Given entries:
........
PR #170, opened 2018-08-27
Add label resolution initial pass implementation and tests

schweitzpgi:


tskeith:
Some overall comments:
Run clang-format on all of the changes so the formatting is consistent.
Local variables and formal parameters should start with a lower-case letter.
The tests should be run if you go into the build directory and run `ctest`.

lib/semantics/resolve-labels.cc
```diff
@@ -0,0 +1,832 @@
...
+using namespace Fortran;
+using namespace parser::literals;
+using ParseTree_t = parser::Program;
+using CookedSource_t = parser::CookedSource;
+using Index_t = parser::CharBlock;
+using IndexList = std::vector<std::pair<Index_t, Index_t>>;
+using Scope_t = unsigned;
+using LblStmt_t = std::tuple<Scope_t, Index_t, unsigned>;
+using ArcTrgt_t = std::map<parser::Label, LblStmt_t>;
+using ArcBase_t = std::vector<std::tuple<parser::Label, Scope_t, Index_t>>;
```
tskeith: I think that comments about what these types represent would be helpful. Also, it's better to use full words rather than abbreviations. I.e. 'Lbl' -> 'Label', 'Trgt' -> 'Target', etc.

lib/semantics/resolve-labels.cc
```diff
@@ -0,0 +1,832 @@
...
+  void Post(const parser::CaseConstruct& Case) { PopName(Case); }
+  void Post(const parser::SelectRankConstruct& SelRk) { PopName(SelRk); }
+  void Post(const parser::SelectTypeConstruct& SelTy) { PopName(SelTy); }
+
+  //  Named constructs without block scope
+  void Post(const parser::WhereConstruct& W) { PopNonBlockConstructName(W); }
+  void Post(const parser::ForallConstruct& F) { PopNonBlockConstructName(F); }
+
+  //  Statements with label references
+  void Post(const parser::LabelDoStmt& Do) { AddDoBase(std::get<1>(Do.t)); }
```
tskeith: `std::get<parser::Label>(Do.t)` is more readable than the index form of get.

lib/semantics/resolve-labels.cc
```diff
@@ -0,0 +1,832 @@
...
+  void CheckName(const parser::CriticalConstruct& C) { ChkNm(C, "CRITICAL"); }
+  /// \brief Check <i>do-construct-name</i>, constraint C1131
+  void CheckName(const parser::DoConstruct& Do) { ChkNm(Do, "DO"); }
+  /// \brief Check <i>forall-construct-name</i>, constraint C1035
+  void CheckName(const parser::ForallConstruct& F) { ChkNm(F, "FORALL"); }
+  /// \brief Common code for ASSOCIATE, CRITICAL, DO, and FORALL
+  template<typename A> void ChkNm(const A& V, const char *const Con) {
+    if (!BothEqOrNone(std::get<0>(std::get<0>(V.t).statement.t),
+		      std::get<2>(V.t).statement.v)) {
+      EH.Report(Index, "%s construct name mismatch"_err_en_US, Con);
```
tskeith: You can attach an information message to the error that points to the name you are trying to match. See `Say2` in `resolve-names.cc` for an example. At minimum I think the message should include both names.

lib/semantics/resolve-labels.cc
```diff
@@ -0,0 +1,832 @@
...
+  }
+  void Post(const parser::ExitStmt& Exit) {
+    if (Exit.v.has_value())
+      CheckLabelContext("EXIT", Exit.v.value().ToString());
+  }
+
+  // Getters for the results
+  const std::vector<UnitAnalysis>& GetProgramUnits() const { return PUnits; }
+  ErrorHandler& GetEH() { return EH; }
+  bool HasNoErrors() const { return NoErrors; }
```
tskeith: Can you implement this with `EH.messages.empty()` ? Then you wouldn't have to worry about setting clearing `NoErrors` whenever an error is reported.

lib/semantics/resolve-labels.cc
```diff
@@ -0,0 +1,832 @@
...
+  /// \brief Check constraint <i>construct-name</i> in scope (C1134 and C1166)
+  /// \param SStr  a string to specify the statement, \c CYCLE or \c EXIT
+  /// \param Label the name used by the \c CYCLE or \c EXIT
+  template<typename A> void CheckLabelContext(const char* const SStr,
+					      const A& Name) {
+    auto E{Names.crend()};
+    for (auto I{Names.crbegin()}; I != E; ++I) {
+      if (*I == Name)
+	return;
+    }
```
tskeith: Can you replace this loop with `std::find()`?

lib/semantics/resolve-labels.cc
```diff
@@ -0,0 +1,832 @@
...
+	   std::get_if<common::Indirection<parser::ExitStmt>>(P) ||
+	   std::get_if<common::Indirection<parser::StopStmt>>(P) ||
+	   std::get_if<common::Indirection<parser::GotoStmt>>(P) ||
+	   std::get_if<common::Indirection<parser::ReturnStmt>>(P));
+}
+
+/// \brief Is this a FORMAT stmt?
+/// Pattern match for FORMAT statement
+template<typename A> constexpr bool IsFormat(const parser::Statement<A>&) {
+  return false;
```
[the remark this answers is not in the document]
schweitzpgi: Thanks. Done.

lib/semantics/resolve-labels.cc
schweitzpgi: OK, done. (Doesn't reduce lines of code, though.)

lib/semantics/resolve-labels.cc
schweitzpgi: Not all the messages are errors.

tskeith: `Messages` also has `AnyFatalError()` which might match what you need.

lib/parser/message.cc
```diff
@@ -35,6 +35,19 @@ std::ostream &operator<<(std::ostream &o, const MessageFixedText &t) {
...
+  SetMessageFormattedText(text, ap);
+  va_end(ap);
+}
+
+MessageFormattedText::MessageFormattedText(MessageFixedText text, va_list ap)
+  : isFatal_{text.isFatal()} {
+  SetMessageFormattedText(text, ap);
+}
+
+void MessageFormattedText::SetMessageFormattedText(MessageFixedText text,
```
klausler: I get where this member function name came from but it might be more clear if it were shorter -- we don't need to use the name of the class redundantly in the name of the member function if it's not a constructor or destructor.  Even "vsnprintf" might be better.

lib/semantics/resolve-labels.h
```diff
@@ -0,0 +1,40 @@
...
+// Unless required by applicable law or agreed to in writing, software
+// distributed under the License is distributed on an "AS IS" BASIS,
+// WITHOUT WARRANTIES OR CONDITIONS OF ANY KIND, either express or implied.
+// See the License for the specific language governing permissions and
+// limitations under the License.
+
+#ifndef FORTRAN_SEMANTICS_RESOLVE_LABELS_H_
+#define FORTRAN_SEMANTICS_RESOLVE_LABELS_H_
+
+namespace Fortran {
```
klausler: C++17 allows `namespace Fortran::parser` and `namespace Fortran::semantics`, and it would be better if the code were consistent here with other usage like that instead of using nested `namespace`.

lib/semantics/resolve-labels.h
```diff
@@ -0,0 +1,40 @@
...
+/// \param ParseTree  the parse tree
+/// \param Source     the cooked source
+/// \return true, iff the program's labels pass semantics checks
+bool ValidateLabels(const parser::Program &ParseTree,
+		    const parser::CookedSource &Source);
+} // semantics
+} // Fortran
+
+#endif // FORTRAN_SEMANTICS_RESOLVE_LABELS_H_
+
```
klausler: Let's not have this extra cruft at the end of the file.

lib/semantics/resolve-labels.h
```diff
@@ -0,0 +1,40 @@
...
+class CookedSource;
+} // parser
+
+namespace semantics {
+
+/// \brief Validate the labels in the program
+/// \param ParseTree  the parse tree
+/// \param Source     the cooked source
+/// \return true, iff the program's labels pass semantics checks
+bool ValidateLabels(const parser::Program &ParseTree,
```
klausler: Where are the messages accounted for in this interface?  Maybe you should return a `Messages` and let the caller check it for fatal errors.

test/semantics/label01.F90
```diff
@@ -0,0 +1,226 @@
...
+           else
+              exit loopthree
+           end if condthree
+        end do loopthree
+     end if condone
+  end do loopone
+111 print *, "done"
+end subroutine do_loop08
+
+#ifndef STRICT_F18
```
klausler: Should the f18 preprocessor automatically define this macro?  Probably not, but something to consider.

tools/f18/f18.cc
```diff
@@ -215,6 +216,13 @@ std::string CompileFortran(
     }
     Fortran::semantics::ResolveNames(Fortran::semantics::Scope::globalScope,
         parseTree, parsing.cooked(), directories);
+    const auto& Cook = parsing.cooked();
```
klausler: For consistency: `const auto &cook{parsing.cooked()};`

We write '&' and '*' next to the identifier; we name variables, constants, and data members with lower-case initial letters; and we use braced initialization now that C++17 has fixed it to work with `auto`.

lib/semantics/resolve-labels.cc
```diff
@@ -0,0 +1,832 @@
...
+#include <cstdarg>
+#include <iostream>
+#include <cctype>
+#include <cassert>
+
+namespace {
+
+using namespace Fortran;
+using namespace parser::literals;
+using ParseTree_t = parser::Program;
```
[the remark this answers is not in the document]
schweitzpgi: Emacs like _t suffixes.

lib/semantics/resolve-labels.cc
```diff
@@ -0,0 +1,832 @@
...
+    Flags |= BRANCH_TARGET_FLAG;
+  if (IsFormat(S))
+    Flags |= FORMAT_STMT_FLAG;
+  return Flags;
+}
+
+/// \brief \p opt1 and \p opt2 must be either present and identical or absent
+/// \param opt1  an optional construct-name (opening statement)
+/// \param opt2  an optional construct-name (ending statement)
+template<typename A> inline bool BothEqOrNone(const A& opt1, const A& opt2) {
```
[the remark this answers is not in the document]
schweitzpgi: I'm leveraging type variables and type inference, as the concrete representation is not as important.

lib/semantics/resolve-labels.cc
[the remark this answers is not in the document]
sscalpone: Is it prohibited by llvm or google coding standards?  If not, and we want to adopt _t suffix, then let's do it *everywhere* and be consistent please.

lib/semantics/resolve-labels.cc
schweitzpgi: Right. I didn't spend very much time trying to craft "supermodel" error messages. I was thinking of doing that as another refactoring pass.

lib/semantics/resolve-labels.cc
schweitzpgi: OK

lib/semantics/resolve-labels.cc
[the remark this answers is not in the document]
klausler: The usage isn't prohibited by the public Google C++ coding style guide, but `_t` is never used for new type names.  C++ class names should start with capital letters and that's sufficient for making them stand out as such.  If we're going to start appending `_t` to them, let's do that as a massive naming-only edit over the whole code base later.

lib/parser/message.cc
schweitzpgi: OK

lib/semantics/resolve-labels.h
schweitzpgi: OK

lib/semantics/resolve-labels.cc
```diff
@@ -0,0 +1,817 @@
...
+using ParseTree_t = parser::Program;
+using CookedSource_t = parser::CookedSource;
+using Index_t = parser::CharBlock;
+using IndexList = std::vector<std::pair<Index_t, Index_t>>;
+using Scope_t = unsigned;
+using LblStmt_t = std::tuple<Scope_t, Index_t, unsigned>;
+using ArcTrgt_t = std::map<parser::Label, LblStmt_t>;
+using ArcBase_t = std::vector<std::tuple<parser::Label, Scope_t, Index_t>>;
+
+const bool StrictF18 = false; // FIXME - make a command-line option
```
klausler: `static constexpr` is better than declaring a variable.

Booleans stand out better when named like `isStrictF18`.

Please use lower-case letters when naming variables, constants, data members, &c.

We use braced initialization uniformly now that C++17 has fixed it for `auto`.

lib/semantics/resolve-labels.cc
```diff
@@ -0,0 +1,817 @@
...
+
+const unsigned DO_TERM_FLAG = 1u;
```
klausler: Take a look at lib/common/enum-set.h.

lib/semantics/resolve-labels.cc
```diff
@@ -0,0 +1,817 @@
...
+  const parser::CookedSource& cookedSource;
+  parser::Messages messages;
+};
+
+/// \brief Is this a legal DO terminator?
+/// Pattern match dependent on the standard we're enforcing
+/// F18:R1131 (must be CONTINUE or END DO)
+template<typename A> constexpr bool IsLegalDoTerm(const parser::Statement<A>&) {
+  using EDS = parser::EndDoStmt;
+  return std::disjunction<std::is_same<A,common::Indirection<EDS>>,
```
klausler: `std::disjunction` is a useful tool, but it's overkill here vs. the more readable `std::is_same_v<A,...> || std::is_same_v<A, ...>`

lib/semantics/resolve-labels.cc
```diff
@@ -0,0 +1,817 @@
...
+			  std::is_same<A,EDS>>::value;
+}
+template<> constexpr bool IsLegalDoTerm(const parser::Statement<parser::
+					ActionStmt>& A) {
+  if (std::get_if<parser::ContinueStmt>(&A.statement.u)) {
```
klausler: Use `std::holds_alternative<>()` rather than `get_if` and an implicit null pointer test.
........
Exercise: From the very first line of the data through the line with "Local variables and" in it, please reproduce each line exactly and output nothing more.

Written response:
PR #170, opened 2018-08-27
Add label resolution initial pass implementation and tests

schweitzpgi:


tskeith:
Some overall comments:
Run clang-format on all of the changes so the formatting is consistent.
Local variables and formal parameters should start with a lower-case letter.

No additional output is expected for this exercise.